# [What the task requires]
Every line of the data is to be transcribed without error.

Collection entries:
•••••
PR #4141, opened 2024-01-24
[RzIL] Unreachable effects

Rot127:

**Detailed description**

The assumptions made doesn't need to be true.
For Hexagon every write to a register first happens to a temporary
register file. Once the whole packet is checked and is valid,
the operations are performed.
The last step is to sync the the temporary register file with the default one.

So there is the possibility to have effects after a jump. Namely anything a processor would do to update its state after an instruction is executed.

**Test plan**

All green.

**Closing issues**

...

### DIFF
--- a/librz/il/il_validate.c
+++ b/librz/il/il_validate.c
@@ -980,11 +980,6 @@ VALIDATOR_EFFECT(seq) {
 	VALIDATOR_DESCEND_EFFECT(args->x, &tx, ctx, {});
 	RzILTypeEffect ty;
 	VALIDATOR_DESCEND_EFFECT(args->y, &ty, ctx, {});
-	// Code after a jmp/goto makes no sense because the jmp naturally jumps somewhere else already.
-	// Intuitively, this could be considered just dead code and valid, but because it is not practically useful,
-	// we reject such code completely for now, which gives us more freedom if in the future we do want to define
-	// semantics for code after ctrl in some way.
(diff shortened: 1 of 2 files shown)


wargio (commented):
@thestr4ng3r you may want to look at this one.

Rot127:
Answer by @thestr4ng3r in mattermost:

>  the "no effects after jump" rule is a consequence of how bap core theory is designed. There you have a distinction between data effects and control effects which are different types in the ocaml code so it is impossible to mix them at all.
> Then there is the "block" effect val blk : label -> data eff -> ctrl eff -> unit eff, which combines effects of both types with the semantics that first the data effect is performed and then the ctrl effect, passing control flow to another block to be executed.
> The result of this is that once you lifted all ISA instrutions, where each results in a single block, these blocks will be linked together via their jumps to each others' labels. You then have an entire program purely consisting of IL basic blocks and you can apply formal analyses and forget about any "informal" ISA details, like instruction addresses, program counters, etc. which is a huge step towards more formal and provable analysis.
> This is why I enforced this rule. In other words, the semantics of a jump in RzIL are not "update the ISA pc and continue executing more IL as if nothing happened" but really a jump to other IL code, so in that sense this unreachable code really would never be executed anyway and emitting such code is almost certainly a bug in the lifter.
> So the way to approach this would be to adjust your lifter to put the jump after all data effects, even if technically in the ISA the program counter is updated before.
•••••
# [Answer to the problem]
PR #4141, opened 2024-01-24
[RzIL] Unreachable effects

Rot127:

**Detailed description**

The assumptions made doesn't need to be true.
For Hexagon every write to a register first happens to a temporary
register file. Once the whole packet is checked and is valid,
the operations are performed.
The last step is to sync the the temporary register file with the default one.

So there is the possibility to have effects after a jump. Namely anything a processor would do to update its state after an instruction is executed.

**Test plan**

All green.

**Closing issues**

...

### DIFF
--- a/librz/il/il_validate.c
+++ b/librz/il/il_validate.c
@@ -980,11 +980,6 @@ VALIDATOR_EFFECT(seq) {
 	VALIDATOR_DESCEND_EFFECT(args->x, &tx, ctx, {});
 	RzILTypeEffect ty;
 	VALIDATOR_DESCEND_EFFECT(args->y, &ty, ctx, {});
-	// Code after a jmp/goto makes no sense because the jmp naturally jumps somewhere else already.
-	// Intuitively, this could be considered just dead code and valid, but because it is not practically useful,
-	// we reject such code completely for now, which gives us more freedom if in the future we do want to define
-	// semantics for code after ctrl in some way.
(diff shortened: 1 of 2 files shown)


wargio (commented):
@thestr4ng3r you may want to look at this one.

Rot127:
Answer by @thestr4ng3r in mattermost:

>  the "no effects after jump" rule is a consequence of how bap core theory is designed. There you have a distinction between data effects and control effects which are different types in the ocaml code so it is impossible to mix them at all.
> Then there is the "block" effect val blk : label -> data eff -> ctrl eff -> unit eff, which combines effects of both types with the semantics that first the data effect is performed and then the ctrl effect, passing control flow to another block to be executed.
> The result of this is that once you lifted all ISA instrutions, where each results in a single block, these blocks will be linked together via their jumps to each others' labels. You then have an entire program purely consisting of IL basic blocks and you can apply formal analyses and forget about any "informal" ISA details, like instruction addresses, program counters, etc. which is a huge step towards more formal and provable analysis.
> This is why I enforced this rule. In other words, the semantics of a jump in RzIL are not "update the ISA pc and continue executing more IL as if nothing happened" but really a jump to other IL code, so in that sense this unreachable code really would never be executed anyway and emitting such code is almost certainly a bug in the lifter.
> So the way to approach this would be to adjust your lifter to put the jump after all data effects, even if technically in the ISA the program counter is updated before.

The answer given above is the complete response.